→ EXERCISE REQUIREMENTS: Filter the listing below down to the lines holding the word "VulkanAddressReplacer", and copy those lines.
*** Block opens ***
PR #2336, opened 2025-08-05
VulkanAddressReplacer: Align dispatch gpu read/write-access to 8byte

fabian-lunarg:
applies only when using `-m rebind`.

changes to internal compute-shader spirv used by VulkanAddressReplacer.

Fix issues when addresses stored in buffers are not aligned to 8-byte.
Check (and correct) alignment, optionally read with a padding-helper.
*** Block closes ***
→ SOLUTION TO THE PROBLEM:
VulkanAddressReplacer: Align dispatch gpu read/write-access to 8byte
changes to internal compute-shader spirv used by VulkanAddressReplacer.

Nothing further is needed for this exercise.